Gather every line of the entries that includes the word "through".

Start of DATA EXTRACT

PR #8868, opened 2026-09-09
core: enforce query_only for pragma writes and trigger drops

### LINKED ISSUE #8862: PRAGMA query_only=1 still permits DROP TRIGGER and persistent user_version/application_id writes (core 0.8.0-pre.9)
## Summary

With `PRAGMA query_only=1` enabled on a connection, these individually submitted statements still succeed and persist changes:

- `PRAGMA user_version=123`
- `PRAGMA application_id=123`
- `DROP TRIGGER changed`

An ordinary `INSERT` on the same connection is correctly refused. The flag is explicitly set again before **each** statement, and reading `PRAGMA query_only` returns `1` both before and after each attempt. No attempt to disable the flag or execute a multi-statement script is involved.

## Tested versions

- Rust SDK `turso = 0.8.0-pre.7`
- **Resolved `turso_core` and `turso_sdk_kit = 0.8.0-pre.9`** (the SDK and resolved engine versions differ)
- macOS / arm64, `rustc 1.95.0 (59807616e 2026-04-14)`
- The reproduction was executed through the public Rust SDK, not only through a custom wrapper.

## Reproduction

Use the following as `src/main.rs`. Dependencies are `turso`, `tokio` with `rt-multi-thread`, `time`, and `net`, and `tempfile`. To reproduce the exact tested graph, pin the SDK and its transitive engine/SDK kit:

```toml
[dependencies]
turso = { version = "=0.8.0-pre.7", default-features = false, features = ["fts", "sync", "pure-rust-crypto"] }
turso_core = { version = "=0.8.0-pre.9", default-features = false }
turso_sdk_kit = { version = "=0.8.0-pre.9", default-features = false }
tokio = { version = "1", features = ["rt-multi-thread", "time", "net"] }
tempfile = "3"
```

```rust
use turso::{Connection, Value};

async fn scalar(connection: &Connection, sql: &str) -> Value {
    let mut rows = connection.query(sql, ()).await.unwrap();
    rows.next().await.unwrap().unwrap().get_value(0).unwrap()
}

fn main() {
    let directory = tempfile::tempdir().unwrap();
    let path = directory.path().join("query-only.db");
    let runtime = tokio::runtime::Runtime::new().unwrap();
    runtime.block_on(async {
        {
            let database = turso::Builder::new_local(path.to_str().unwrap())
                .build().await.unwrap();
            let writer = database.connect().unwrap();
            for sql in [
                "CREATE TABLE items(id INTEGER PRIMARY KEY)",
                "CREATE TABLE audit(id INTEGER)",
                "CREATE TRIGGER changed AFTER INSERT ON items BEGIN INSERT INTO audit VALUES (new.id); END",
            ] {
                writer.execute(sql, ()).await.unwrap();
            }
            let reader = database.connect().unwrap();
            for sql in [
                "INSERT INTO items VALUES (1)",
                "PRAGMA user_version=123",
                "PRAGMA application_id=123",
                "DROP TRIGGER changed",
            ] {
                reader.execute("PRAGMA query_only=1", ()).await.unwrap();
                assert_eq!(scalar(&reader, "PRAGMA query_only").await, Value::Integer(1));
                println!("{sql}: {:?}", reader.execute(sql, ()).await);
                assert_eq!(scalar(&reader, "PRAGMA query_only").await, Value::Integer(1));
            }
        }
        // All original connections and the Database owner have been dropped.
        let database = turso::Builder::new_local(path.to_str().unwrap())
            .build().await.unwrap();
        let connection = database.connect().unwrap();
        for sql in [
            "SELECT count(*) FROM items",
            "PRAGMA user_version",
            "PRAGMA application_id",
            "SELECT count(*) FROM sqlite_schema WHERE type='trigger' AND name='changed'",
        ] {
            println!("after reopen, {sql}: {:?}", scalar(&connection, sql).await);
        }
    });
}
```

Actual output:

```text
INSERT INTO items VALUES (1): Err(Error("Parse error: Cannot execute write statement in query_only mode"))
PRAGMA user_version=123: Ok(0)
PRAGMA application_id=123: Ok(0)
DROP TRIGGER changed: Ok(1)
after reopen, SELECT count(*) FROM items: Integer(0)
after reopen, PRAGMA user_version: Integer(123)
after reopen, PRAGMA application_id: Integer(123)
after reopen, SELECT count(*) FROM sqlite_schema WHERE type='trigger' AND name='changed': Integer(0)
```

## Expected behavior / SQLite comparison

All four attempted writes should be refused while `query_only=1`. After reopening, both metadata values should remain `0` and the trigger should still exist.

I separately executed all three problematic cases with the system SQLite CLI (3.51.0). Each was refused with `attempt to write a readonly database (8)`. For example:

```sh
sqlite3 :memory: 'PRAGMA query_only=1; PRAGMA user_version=123;'
```

## Source observation

In the resolved `turso_core-0.8.0-pre.9`, `core/translate/mod.rs` checks an `is_write` statement list against `connection.get_query_only()`, but `DropTrigger` is missing from that list. The metadata PRAGMAs take a separate translation path and also reach a write. The omission of `DropTrigger` is still visible in the current main source inspected today; **main was not built or runtime-tested** for this report.

## Context and existing reports checked

This was found while testing a serialized reader path: `prepare_first` + reject a non-comment tail, discard that statement, set `query_only=1`, freshly prepare/execute the original SQL. The two-statement and cross-call flag-disable attacks were rejected, but these three genuine single statements still changed persistent state. Separate contract cases confirmed the same writes after fully closing and reopening the temporary file. The shorter public-SDK reproduction above shows that no custom tail-check implementation is required to trigger the behavior.

I searched existing issues and PRs for `query_only`, trigger deletion, and writable metadata. #6031 / #6066 concern a different mechanism (read-only open flags and registry reuse); #8662 concerns FTS reads being rejected. I did not find a report covering these three writes.

Please add regression coverage for these paths, ideally including SQLite compatibility tests. If a fix already exists for a newer engine version, a pointer would be appreciated.

This report was prepared with AI assistance; the Rust reproduction and SQLite comparison described above were actually executed. No user database or private application data is included.

dajiaohuang:
## Description

Enforce `PRAGMA query_only` for all write-mode pragmas and `DROP TRIGGER`.
Regression coverage verifies that header writes and trigger removal are refused
while query-only mode is enabled.

## Motivation and context

`PRAGMA user_version`, `PRAGMA application_id`, and `DROP TRIGGER` previously
changed persistent state even though the connection reported
`PRAGMA query_only = 1`. Other write statements already rejected this mode.

Fixes #8862.

## Description of AI Usage

AI was used to inspect the reported behavior and current translation paths,
implement the focused query-only guard and regression tests, and run the
validation commands. The patch was reviewed against the existing transaction
mode and SQL conformance test patterns.

## Testing

- `cargo check -p turso_core`
- `cargo test -p sqltest --lib`
- SQL conformance `pragma_query_only.sqltest` with the Rust backend: 5 passed

### DIFF
--- a/core/translate/mod.rs
+++ b/core/translate/mod.rs
@@ -176,6 +176,7 @@ pub fn translate_inner(
             | ast::Stmt::Delete { .. }
             | ast::Stmt::DropIndex { .. }
             | ast::Stmt::DropTable { .. }
+            | ast::Stmt::DropTrigger { .. }
             | ast::Stmt::DropType { .. }
             | ast::Stmt::DropDomain { .. }
             | ast::Stmt::DropView { .. }
--- a/core/translate/pragma.rs
+++ b/core/translate/pragma.rs
@@ -234,6 +234,7 @@ pub fn translate_pragma(
 
     let database_id = resolver.resolve_database_id(name)?;
     let schema_was_explicit = name.db_name.is_some();
+    let query_only = connection.get_query_only();
 
     let mode = match body {
         None => query_pragma(
@@ -279,6 +280,9 @@ pub fn translate_pragma(
             )?,
         },
     };
+    if query_only && matches!(mode, TransactionMode::Write) {
+        bail_parse_error!("Cannot execute write statement in query_only mode");
+    }
     match mode {
         TransactionMode::None => {}
         TransactionMode::Read => {
--- a/sqlite/conformance/sqlite-sqltests/pragma_query_only.sqltest
+++ b/sqlite/conformance/sqlite-sqltests/pragma_query_only.sqltest
@@ -20,3 +20,27 @@ test pragma-query-only-float-disable {
 expect {
     0
 }
+
+test pragma-query-only-blocks-user-version {
+    PRAGMA query_only = 1;
+    PRAGMA user_version = 123;
+}
+expect error {
+}
+
+test pragma-query-only-blocks-application-id {
+    PRAGMA query_only = 1;
+    PRAGMA application_id = 123;
+}
+expect error {
+}
+
+test pragma-query-only-blocks-drop-trigger {
+    CREATE TABLE items(id INTEGER PRIMARY KEY);
+    CREATE TABLE audit(id INTEGER);
+    CREATE TRIGGER changed AFTER INSERT ON items BEGIN INSERT INTO audit VALUES (new.id); END;
+    PRAGMA query_only = 1;
+    DROP TRIGGER changed;
+}
+expect error {
+}


LeMikaelF:

---

PR #8869, opened 2026-09-09
core: only validate ADD COLUMN defaults for STRICT tables

### LINKED ISSUE #8763: ADD COLUMN refuses a valid DEFAULT on a non-STRICT table, once it holds a row
Currently, `ADD COLUMN` runs the STRICT-table DEFAULT type check on tables that are not STRICT, so an ordinary `BLOB DEFAULT ''` is refused. The check only fires once the table holds a row, so the same migration passes on an empty database.

```sql
CREATE TABLE t(a INTEGER);
CREATE TABLE u(a INTEGER);
CREATE TABLE v(a INTEGER) STRICT;
INSERT INTO t VALUES(1);
INSERT INTO v VALUES(1);

ALTER TABLE t ADD COLUMN b BLOB DEFAULT '';
SELECT quote(b) FROM t;
-- Turso:  type mismatch on DEFAULT, then no such column: b
-- SQLite: ''
-- t is not STRICT, so the declared type is only an affinity and the default's type is not checked

ALTER TABLE t ADD COLUMN c INTEGER DEFAULT 3.7;
SELECT c FROM t;
-- Turso:  type mismatch on DEFAULT, then no such column: c
-- SQLite: 3.7
-- INT, REAL and TEXT reach the same check, so it is not about BLOB

ALTER TABLE u ADD COLUMN b BLOB DEFAULT '';
SELECT count(*) FROM pragma_table_info('u');
-- both 2, so the same column definition is accepted while the table is still empty

ALTER TABLE v ADD COLUMN b BLOB DEFAULT '';
-- both type mismatch on DEFAULT, so the check is right on the STRICT table it was written for
```

dajiaohuang:
Fix #8763: apply the ADD COLUMN default type check only to STRICT tables.

The strict default compatibility check was running for ordinary tables whenever existing rows made the default materialization path execute. That rejected valid affinity defaults such as `BLOB DEFAULT ''` and `INTEGER DEFAULT 3.7`, while empty tables bypassed the check.

This change gates the check on the table's `STRICT` flag, preserving the validation for STRICT tables and allowing ordinary SQLite affinity behavior for non-STRICT tables. It adds SQLLogicTest coverage for both non-STRICT defaults and keeps the existing STRICT coverage.

Validation:

- `cargo check -p turso_core`
- `cargo test -p sqltest --lib`
- Focused `alter_table.sqltest` rust backend: 217 passed

### DIFF
--- a/core/translate/alter.rs
+++ b/core/translate/alter.rs
@@ -1327,7 +1327,11 @@ pub fn translate_alter_table(
                     }
                 }
 
-                default_type_mismatch = strict_default_type_mismatch(&column)?;
+                default_type_mismatch = if btree.is_strict {
+                    strict_default_type_mismatch(&column)?
+                } else {
+                    false
+                };
             }
 
             // If a column has no explicit DEFAULT but its custom type defines
--- a/sqlite/conformance/sqlite-sqltests/alter_table.sqltest
+++ b/sqlite/conformance/sqlite-sqltests/alter_table.sqltest
@@ -273,6 +273,18 @@ expect {
 }
 
 @cross-check-integrity
+test alter-table-add-column-nonstrict-default-types {
+    CREATE TABLE t (a INTEGER);
+    INSERT INTO t VALUES (1);
+    ALTER TABLE t ADD COLUMN b BLOB DEFAULT '';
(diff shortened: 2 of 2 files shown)


LeMikaelF:

---

PR #8872, opened 2026-09-09
pragma: accept case-insensitive names

### LINKED ISSUE #8736: PRAGMA names are case-sensitive, so PRAGMA FOREIGN_KEYS = ON does nothing
Currently, a PRAGMA is recognised only when its name is written in lower case, and any other spelling is accepted and ignored. So `PRAGMA FOREIGN_KEYS = ON` leaves foreign keys off, and `PRAGMA TABLE_INFO` reports a table with no columns.

```sql

PRAGMA USER_VERSION = 9;
PRAGMA user_version;
-- Turso:  0
-- SQLite: 9
-- the setter in upper case is accepted and changes nothing

PRAGMA TABLE_INFO(t);
-- Turso:  no rows
-- SQLite: 0|id|INTEGER|0||1
-- a reader pragma returns an empty result rather than an error

PRAGMA FOREIGN_KEYS = ON;
CREATE TABLE u(id INTEGER PRIMARY KEY, x INTEGER REFERENCES u(id));
INSERT INTO u VALUES(1,999);
SELECT count(*) FROM u;
-- Turso:  1
-- SQLite: FOREIGN KEY constraint failed, then 0

PRAGMA user_version = 7;
PRAGMA user_version;
-- both 7, so the same setter in lower case is applied

CREATE TABLE v(id INTEGER PRIMARY KEY, x INTEGER REFERENCES v(id));
PRAGMA foreign_keys = ON;
INSERT INTO v VALUES(1,999);
SELECT count(*) FROM v;
-- both FOREIGN KEY constraint failed, then 0, so the spelling is the only thing doing this
```

`Foreign_Keys`, `foreign_KEYS` and `fOreign_keys` go the same way, and `PRAGMA INTEGRITY_CHECK`, `PRAGMA CACHE_SIZE`, `PRAGMA PAGE_SIZE` and `PRAGMA JOURNAL_MODE` all return nothing.

dajiaohuang:
Fix #8736: resolve PRAGMA names case-insensitively.

SQLite accepts any casing for PRAGMA names. Turso previously parsed only the canonical lower-case spelling, silently ignoring upper-case setters and returning empty results for reader PRAGMAs. This change retains the exact lookup fast path and falls back to a case-insensitive match against the canonical `PragmaName` variants before applying the existing query or update behavior.

Validation:

- `cargo check -p turso_core`
- Focused SQLLogicTest `pragma/case-insensitive-names.sqltest` with the Rust backend: 3 passed

### DIFF
--- a/core/translate/pragma.rs
+++ b/core/translate/pragma.rs
@@ -227,9 +227,20 @@ pub fn translate_pragma(
         return Ok(());
     }
 
-    let Ok(pragma) = PragmaName::from_str(name.name.as_str()) else {
-        // SQLite silently ignores unknown PRAGMA names.
-        return Ok(());
+    let pragma = match PragmaName::from_str(name.name.as_str()) {
+        Ok(pragma) => pragma,
+        Err(_) => {
+            // PRAGMA names are case-insensitive in SQLite. Keep the exact
+            // parser spelling fast, then resolve other spellings against the
+            // canonical enum names before treating a name as unknown.
+            let Some(pragma) = PragmaName::iter()
+                .find(|pragma| pragma.to_string().eq_ignore_ascii_case(name.name.as_str()))
+            else {
+                // SQLite silently ignores unknown PRAGMA names.
+                return Ok(());
+            };
+            pragma
+        }
     };
 
     let database_id = resolver.resolve_database_id(name)?;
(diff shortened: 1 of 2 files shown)


LeMikaelF:

---

PR #8873, opened 2026-09-09
parser: quote numeric identifiers in rewritten SQL

### LINKED ISSUE #8748: RENAME COLUMN to a numeric name unquotes its references, so a CHECK lets -7 in
Currently, `RENAME COLUMN a TO "2024"` writes every reference to the column into the schema without its quotes, so a reopened file has a CHECK, an index and a view reading the integer 2024. The session that ran the ALTER is unaffected.

```sql
CREATE TABLE t(a INTEGER, CHECK(a > 0));
CREATE INDEX ix ON t(a);
CREATE VIEW v AS SELECT a FROM t WHERE a > 2;
INSERT INTO t VALUES(1),(5),(9);

ALTER TABLE t RENAME COLUMN a TO "2024";
-- Turso:  CREATE TABLE t ("2024" INTEGER, CHECK (2024 > 0))
-- SQLite: CREATE TABLE t("2024" INTEGER, CHECK("2024" > 0))
-- the column keeps its quotes but the CHECK reads 2024 > 0, and a reopened file then stores -7

SELECT sql FROM sqlite_schema WHERE name='v';
-- Turso:  CREATE VIEW v AS SELECT 2024 FROM t WHERE 2024 > 2
-- SQLite: CREATE VIEW v AS SELECT "2024" FROM t WHERE "2024" > 2
-- reopened, the view returns 2024 once per row instead of the 5 and the 9

SELECT sql FROM sqlite_schema WHERE name='ix';
-- Turso:  CREATE INDEX ix ON t (2024)
-- SQLite: CREATE INDEX ix ON t("2024")
-- reopened, the index keys on a constant and integrity_check reports all three rows missing

CREATE VIEW b AS SELECT "2024" FROM t WHERE "2024" > 2;
SELECT sql LIKE '%"2024" > 2%' FROM sqlite_schema WHERE name='b';
-- both 1, so the same expression written by CREATE VIEW keeps the quotes

CREATE TABLE u(a INTEGER, CHECK(a > 0));
ALTER TABLE u RENAME COLUMN a TO "b c";
SELECT sql LIKE '%("b c" > 0)%' FROM sqlite_schema WHERE name='u';
-- both 1, so a name with a space keeps its quotes, and the meaning only changes when the bare name is a literal
```

dajiaohuang:
Fix #8748: keep numeric column names quoted when rewriting dependent schema SQL.

`RENAME COLUMN ... TO "2024"` rewrote CHECK constraints, expression indexes, and views with `Name::exact("2024")`. The SQL renderer treated a leading digit as a safe bare identifier, so persisted schema text was reparsed as the integer literal `2024` after reopening. Identifier rendering now requires the first character to be nonnumeric, preserving quotes for numeric names while retaining existing keyword and special-character quoting.

Validation:

- `cargo test -p turso_parser`: 28 passed
- Focused SQLLogicTest `check_constraint_rename_column_to_numeric_name_ddl` with the Rust backend: 1 passed

### DIFF
--- a/sqlite/conformance/sqlite-sqltests/check_constraint.sqltest
+++ b/sqlite/conformance/sqlite-sqltests/check_constraint.sqltest
@@ -1620,6 +1620,23 @@ expect {
     1
 }
 
+# References rewritten by RENAME COLUMN must quote names that cannot be bare
+# identifiers, including names beginning with a digit.
+@cross-check-integrity
+test check_constraint_rename_column_to_numeric_name_ddl {
+    CREATE TABLE t(a INTEGER CHECK(a > 0));
+    CREATE INDEX ix ON t(a);
+    CREATE VIEW v AS SELECT a FROM t WHERE a > 2;
+    ALTER TABLE t RENAME COLUMN a TO "2024";
+    SELECT
+        (SELECT sql LIKE '%CHECK%"2024" > 0%' FROM sqlite_master WHERE name = 't'),
+        (SELECT sql LIKE '%"2024"%' FROM sqlite_master WHERE name = 'ix'),
+        (SELECT sql LIKE '%"2024" > 2%' FROM sqlite_master WHERE name = 'v');
+}
+expect {
+    1|1|1
+}
+
 @cross-check-integrity
 test check_constraint_rename_column_to_keyword_still_works {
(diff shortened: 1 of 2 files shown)


LeMikaelF:

---

PR #8874, opened 2026-09-09
cli: continue dumps after unreadable text rows

### LINKED ISSUE #8751: .dump stops at the first unreadable value, so the backup restores as nothing
Currently, `.dump` stops at the first value it cannot read, exits 0 with an empty stderr, and leaves a file that restores as an empty database. SQLite dumps the same database in full, and its dump restores every row.

```sh
sqlite3 a.db "CREATE TABLE u(x TEXT); INSERT INTO u VALUES('a'),('b');
              CREATE TABLE t(x TEXT); INSERT INTO t VALUES(CAST(x'ff' AS TEXT));"
sqlite3 a.db 'SELECT count(*) FROM u'
# 2 on both engines, and PRAGMA integrity_check says ok on both

tursodb -q a.db .dump > b.sql; tail -1 b.sql
sqlite3 a.db .dump > s.sql; tail -1 s.sql
# Turso:  /****** ERROR: Corrupt database: TEXT value contains invalid UTF-8 ******/
# SQLite: COMMIT;
# both exit 0 with an empty stderr, and sqlite's dump is complete where turso's stops

sqlite3 c.db < b.sql
sqlite3 c.db 'SELECT count(*) FROM u'
# Error: in prepare, no such table: u, and c.db is 0 bytes, though b.sql holds both rows of u

sqlite3 d.db < s.sql
sqlite3 d.db 'SELECT count(*) FROM u'
# 2, so SQLite's own dump round trips and only Turso's does not

sqlite3 e.db "CREATE TABLE u(x TEXT); INSERT INTO u VALUES('a'),('b');"
tursodb -q e.db .dump > f.sql; sqlite3 g.db < f.sql
sqlite3 g.db 'SELECT count(*) FROM u'
# 2, so the same two rows round trip through turso's dump once t is not in the file
```

Refusing the row is deliberate, per `tests/integration/query_processing/test_non_utf8_text.rs`. What this reports is the truncated dump that exits 0.

dajiaohuang:
Fix #8751: complete `.dump` after an unreadable TEXT row.

The CLI's dump query aborts when the engine encounters a TEXT value containing invalid UTF-8. The shell then emitted an incomplete script and omitted the final `COMMIT`, so replay created no usable backup. The dump now records a SQL comment for that specific rejected row, starts a fresh transaction after the engine rolls back the failed read, and continues emitting later schema objects and the final `COMMIT`. Valid rows already emitted remain replayable; the offending row stays omitted because the engine intentionally rejects it.

Validation:

- `cargo check -p turso_cli`
- `cargo test -p turso_cli`: 84 passed
- Manual invalid TEXT database dump and replay: dump ended with `COMMIT;`; restored `u` row count was 2 and affected `t` row count was 0

### DIFF
--- a/cli/app.rs
+++ b/cli/app.rs
@@ -1907,7 +1907,7 @@ impl Limbo {
             .join(", ");
         let select = format!("SELECT {cols_str} FROM {}", quote_ident(table_name));
         if let Some(mut rows) = conn.query(select)? {
-            rows.run_with_row_callback(|row| {
+            let result = rows.run_with_row_callback(|row| {
                 write!(out, "INSERT INTO {} VALUES(", quote_ident(table_name))
                     .map_err(|e| io_error(e, "write"))?;
                 for i in 0..cols.len() {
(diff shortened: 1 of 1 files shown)


LeMikaelF:

---

PR #8883, opened 2026-09-09
fix: preserve last insert rowid across window buffering

### LINKED ISSUE #8698: A window function overwrites last_insert_rowid(), so the next row is misfiled
Currently, a query holding a window function overwrites `last_insert_rowid()` with the number of rows the window buffered. Reading it after an INSERT to build a foreign key then stores a valid but wrong parent.

```sql
CREATE TABLE t(id INTEGER PRIMARY KEY, k TEXT);
INSERT INTO t VALUES(1,'a'),(2,'b'),(3,'c'),(4,'d'),(5,'e');
INSERT INTO t(k) VALUES('f');

SELECT count(*) FROM (SELECT row_number() OVER (ORDER BY k) FROM t WHERE id<3);
SELECT last_insert_rowid();
-- Turso:  2
-- SQLite: 6
-- the setup INSERT made rowid 6, and the window buffered 2 rows

SELECT count(*) FROM (SELECT row_number() OVER (ORDER BY k) FROM t WHERE id<5);
SELECT last_insert_rowid();
-- Turso:  4
-- SQLite: 6
-- buffered 4 rows this time, so the value tracks the window rather than any rowid

INSERT INTO t(k) VALUES('g');
SELECT last_insert_rowid();
-- both 7, so an ordinary INSERT still sets the value

SELECT count(*) FROM (SELECT k FROM t WHERE id<3 ORDER BY k);
SELECT last_insert_rowid();
-- both 7, so a two-row read, sorted, leaves the value alone

SELECT count(*) FROM (SELECT k FROM t WHERE id<3 GROUP BY k);
SELECT last_insert_rowid();
-- both 7, since a GROUP BY buffers the same two rows and leaves it alone
```

dajiaohuang:
Fixes #8698

Window execution buffers source rows in an internal ephemeral table. Those inserts were missing the ephemeral-table flag, so they updated the connection's last_insert_rowid() and overwrote the rowid from the user's previous INSERT.

Marking the buffer insert as ephemeral preserves SQLite behavior. A regression sqltest covers a window read followed by last_insert_rowid().

Validation: pre-fix regression returned 2 instead of 6; cargo fmt -- --check; cargo build --bin tursodb; focused sqltest passes.

### DIFF
--- a/core/translate/window.rs
+++ b/core/translate/window.rs
@@ -2100,7 +2100,9 @@ fn emit_insert_row_into_buffer(
         cursor: cursors.csr_write,
         key_reg: registers.rowid,
         record_reg: reg_record,
-        flag: InsertFlags::new().require_seek(),
+        flag: InsertFlags::new()
+            .require_seek()
+            .is_ephemeral_table_insert(),
         table_name: table_name.to_string(),
     });
 }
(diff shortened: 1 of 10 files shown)


LeMikaelF:

---

PR #8884, opened 2026-09-09
fix: avoid burning AUTOINCREMENT ids on OR FAIL

### LINKED ISSUE #8740: INSERT OR FAIL burns the rejected rowid, so the next AUTOINCREMENT id is wrong
Currently, an `INSERT OR FAIL` that rejects a row still writes the rejected rowid into `sqlite_sequence`, so the next AUTOINCREMENT row gets the wrong primary key and keeps it after a reopen. A plain `INSERT` rejected the same way moves nothing.

```sql
CREATE TABLE t(a INTEGER PRIMARY KEY AUTOINCREMENT, b INTEGER CHECK(b > 0));
CREATE TABLE u(a INTEGER PRIMARY KEY AUTOINCREMENT CHECK(a < 5), b);

INSERT OR FAIL INTO t VALUES(7, 0);
INSERT INTO t(b) VALUES(1);
SELECT a FROM t;
-- Turso:  8
-- SQLite: 1
-- the rejected row wrote nothing, so the counter should not have moved at all

SELECT seq FROM sqlite_sequence WHERE name='t';
-- Turso:  8
-- SQLite: 1
-- the burnt counter is in the file, so every id handed out after a reopen is wrong too

INSERT OR FAIL INTO u VALUES(9, 1);
INSERT INTO u(b) VALUES(1);
SELECT count(*) FROM u;
-- Turso:  0
-- SQLite: 1
-- the burnt 9 puts the next auto-id at 10, past u's own CHECK, so u never accepts another auto-id row

CREATE TABLE v(a INTEGER PRIMARY KEY AUTOINCREMENT, b INTEGER CHECK(b > 0));
INSERT INTO v VALUES(7, 0);
INSERT INTO v(b) VALUES(1);
SELECT a FROM v;
-- both 1, so a plain INSERT rejected the same way leaves the counter alone
```

dajiaohuang:
Fixes #8740

For an explicit rowid on an AUTOINCREMENT table, the INSERT translator updated sqlite_sequence before CHECK, uniqueness, and foreign-key validation. INSERT OR FAIL then left the rejected row's sequence update behind, so the next generated id was too large.

The sequence update is shared through a helper. Existing conflict modes retain their early SQLite-compatible update, while OR FAIL defers it until row validation succeeds. The regression test verifies both the rejected row followed by id 1 and a successful explicit OR FAIL row followed by id 8.

Validation: pre-fix focused unit test produced id 8 instead of 1; cargo fmt -- --check; focused turso_core test passes.

### DIFF
--- a/core/translate/insert.rs
+++ b/core/translate/insert.rs
@@ -675,106 +675,8 @@ pub fn translate_insert(
     // For AUTOINCREMENT tables with an explicit rowid, update sqlite_sequence
     // before CHECK constraints. SQLite updates sqlite_sequence even when
     // INSERT OR IGNORE skips the row due to a CHECK failure.
-    if has_user_provided_rowid {
-        if is_mvcc && ctx.table.has_autoincrement {
-            // MVCC mode: advance the implicit sequence's disk watermark past
-            // the user-supplied rowid so the next auto-generated rowid is
-            // strictly greater. The helper is a no-op when the explicit
-            // rowid is already <= current watermark.
-            let seq_name = crate::schema::autoincrement_sequence_name(&ctx.table.name);
-            let seq = resolver
-                .with_schema(ctx.database_id, |s| s.get_sequence(&seq_name).cloned())
-                .ok_or_else(|| {
-                    crate::LimboError::InternalError(format!(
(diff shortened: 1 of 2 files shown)


LeMikaelF:

---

End of DATA EXTRACT

● PROBLEM SOLUTION:
- The reproduction was executed through the public Rust SDK, not only through a custom wrapper.
# 2, so the same two rows round trip through turso's dump once t is not in the file
The sequence update is shared through a helper. Existing conflict modes retain their early SQLite-compatible update, while OR FAIL defers it until row validation succeeds. The regression test verifies both the rejected row followed by id 1 and a successful explicit OR FAIL row followed by id 8.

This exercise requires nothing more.